We had 13 or 14 soldiers who we were tracking – every whisper they did,” Guardian quoted an unnamed Whisper exec. “He’s a guy that we’ll track for the rest of his life and he’ll have no idea we’ll be watching him.”

Whisper’s military ties don’t end there, however; among the allegations put out by the Guardian this week is that Whisper “is cooperating with the US Department of Defense, sharing information with researchers investigating the frequency of mentions of suicide or self-harm from smartphones that Whisper knows are being used from US military bases.”

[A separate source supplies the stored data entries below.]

Issue #1037, opened 2023-01-10
Deprecate support for running xlinux on CentOS 6


pshipton:
**Issue or pull request number:**
https://github.com/eclipse-openj9/openj9/pull/16532

**Overview:**
Support for running jdk8, jdk11 on CentOS 6 is deprecated. OpenJ9 will no longer test xlinux jdk11 on CentOS 6 after 0.36, and may stop testing jdk8 in the future. When CRIU is enabled, it's not supported on CentOS 6 and testing can no longer run on this OS (without doing extra work to support this). Given CentOS 6 is end of life since November 30th, 2020, it's easier to deprecate support than to reconfigure the tests.

@tajila @llxia fyi

**Release target:**
OpenJ9 0.36 for deprecation, following releases will not be tested on CentOS 6.

**Applies to the following JDK versions:**
Java 8, 11

**Applies to the following platforms:**
xlinux

doveye:
@pshipton if a customer has an issue on CentOS 6, presumably we will not be invetigating/fixing it (if we don't have the environments to test), so this is more of a removal (ie, saying we no longer support CentOS 6) rather than a deprecation (ie warning of future removal of support)?

pshipton:
@doveye We still have the CentOS 6 environments at this time, they may be removed in the future.

PR #1039, opened 2023-01-17
Deprecate support for running JDK 8 and 11 on CentOS 6

Sreekala-Gopakumar:
https://github.com/eclipse-openj9/openj9-docs/issues/1037

Updated the related topics with the information that support for running JDK 8 and JDK 11 on CentOS 6 is deprecated.


Sreekala-Gopakumar:
Jenkins doc stage

Sreekala-Gopakumar:
@pshipton - I have updated the documents. Please check and confirm. Thanks!

pshipton (approved):

pshipton:
The CentOS 6 parts lgtm.

pshipton:
Actually, I wonder if the update should be listed under "What's new in version 0.36.0", otherwise it would be easy to miss the change.

mpirvu (approved):
LGTM

mpirvu:
@pshipton Just for my own education, why isn't CentOS 6 deprecated for Java 17 as well? The linked issue mentions that CentOS is out of service since 2020.

pshipton:
Java 17 never support CentOS 6.
https://www.eclipse.org/openj9/docs/openj9_support/

pshipton:
We build Java 17 on CentOS 7, it may not run at all on CentOS 6.

Sreekala-Gopakumar:
> Actually, I wonder if the update should be listed under "What's new in version 0.36.0", otherwise it would be easy to miss the change.

It is available under the Binaries and supported environments section.

Sreekala-Gopakumar:
> Actually, I wonder if the update should be listed under "What's new in version 0.36.0", otherwise it would be easy to miss the change.

It is available under the Binaries and supported environments section.

pshipton:
Yes, but it doesn't have it's own line in the list of changes, it seems it would be easy to miss for anyone not reading carefully.

doveye:
I don't think we should start confusing that topic by putting info about supported environments in the feature list as well as in the section about supported environments, especially as this item isn't even really a change, just a deprecation. We should remove the bit about "OpenJ9 Windows® builds for OpenJDK 8 are now compiled with Microsoft® Visual Studio 2017." though - that's been in since 0.33 so isn't a new change any more. That would clear the section up a bit and make the new content more obvious.

At the end of each OpenJDK section in the supported environments topic, eg https://www.eclipse.org/openj9/docs/openj9_support/#openjdk-8, we have this statement:

> When public support for an operating system version ends, OpenJ9 can no longer be supported on that level.

If CentOS 6 has been out of service since 2020 but we're still declaring support for it (albeit deprecated), this sentence would appear to be contradicted. Unless "public support" is supposed to mean more than just official support from the maintainers of the operating system? (eg some companies are offering extended support for CentOS 6 into 2024.)

pshipton:
I suppose CentOS 6 is an exception, since public support ended but we are still testing and declaring support for it. For some other OSes we removed them from the supported list when they went out of support.

pshipton:
@Sreekala-Gopakumar suggested adding a "note icon" to the deprecation so it will stand out and make it more likely to be noticed. This solution sounds good to me.

doveye:
Thanks for the extra info. So maybe we approach the note in the "Supported environments" topic a bit differently, eg something like:

> Support for OpenJ9 on CentOS 6.10 might be available even though CentOS 6 is no longer supported by the CentOS project. However, this support is deprecated and will be removed in a future release.

Which fits better with the existing statement about support being removed when an o/s reaches its own end of support. 

Re the Note - the section is for changes to binaries and supported environments and this will be the only change in the section so I don't think a Note is required to highlight it. With deprecation, all we're saying is "beware this support will go away at some point" which was pretty much the situation before anyway. It's in the release notes too, so multiple chances to spot it :) . Actually, there's more info in the release notes than in the What's New topic. I think it would be useful to add to What's new that OpenJ9 won't be tested with OpenJDK 11 on CentOS 6.10 after 0.36.

Sreekala-Gopakumar:
Jenkins doc stage

pshipton:
@Sreekala-Gopakumar pls fix the merge conflict.

Sreekala-Gopakumar:
Jenkins doc stage

pshipton (approved):

PR #1089, opened 2023-04-14
OpenJDK 19 for 0.37 is out of support

Sreekala-Gopakumar:
https://github.com/eclipse-openj9/openj9-docs/issues/1087

What's new topic for 0.37.0 release updated.

Closes #1087
Signed-off-by: Sreekala Gopakumar <sreekala.gopakumar@ibm.com>

PR #1088, opened 2023-04-14
0.38.0 release doesn't support Java 19

Sreekala-Gopakumar:
https://github.com/eclipse-openj9/openj9-docs/issues/1086

Updated the Supported environments topic with no support for Java 19 in 0.38.0 release

Closes #1086
Signed-off-by: Sreekala Gopakumar <sreekala.gopakumar@ibm.com>

PR #1079, opened 2023-04-05
JDK8 Windows compiles with VS2019

Sreekala-Gopakumar:
https://github.com/eclipse-openj9/openj9-docs/issues/1073

Updated the topics related to JDK8 build change.

Closes: #1073
Signed-off-by: Sreekala Gopakumar <sreekala.gopakumar@ibm.com>

PR #1090, opened 2023-04-14
(0.37) Update release notes and support statement

pshipton:
Cherry pick of https://github.com/eclipse-openj9/openj9-docs/pull/1088 and https://github.com/eclipse-openj9/openj9-docs/pull/1089 for 0.37


keithc-ca:
This should also include #1079 as the 0.37.0 release branch includes eclipse-openj9/openj9#16706.

pshipton:
The 0.37.0 release only supports OpenJDK 19. Since it doesn't support 8, we haven't tested if 8 can even build, it makes more sense to include the compiler for 8 in the 0.38.0 release notes.

keithc-ca (approved):
It seems a little strange to include the tables of OpenJDK 8, 11 and 17 in a version that only relates to OpenJDK 19, but I suppose this isn't the first time we've done something like that and it probably not really worth the effort to address it.

PR #1093, opened 2023-05-03
Reference openjdk.org instead of openjdk.java.net

keithc-ca:
See eclipse-openj9/openj9#16057.


doveye (approved):
LGTM

doveye:
Thanks for the updates Keith 🙂

PR #1094, opened 2023-05-03
Document restrictions for the jvmtiVerboseGCSubscriber event

gacholio:
Document the fact that these events run under the same restrictions as the GarbageCollectionStart/End events.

In other instances, the paper reported, Whisper provides law enforcement agencies like the FBI in the United States and Britain’s MI5 with user data in the event of an emergency. Citing unnamed privacy experts, though, the Guardian said Whisper appears “to require a lower legal threshold for providing user information to authorities than other tech companies.”

The CEO pitched me at SXSW on Whisper as a whistleblowing tool. Forgot to mention he secretly hands data to DOD. http://t.co/jPRJbplwRV

— Barton Gellman (@bartongellman) October 16, 2014

Barton Gellman, the Washington Post reporter who met with former government contractor Edward Snowden multiple times last year to investigate leaked security documents, opined on Twitter on Thursday that he too was led to believe that Whisper was something it now appears not to be.

“The CEO pitched me at SXSW on Whisper as a whistleblowing tool. Forgot to mention he secretly hands data to DOD,” Gellman said.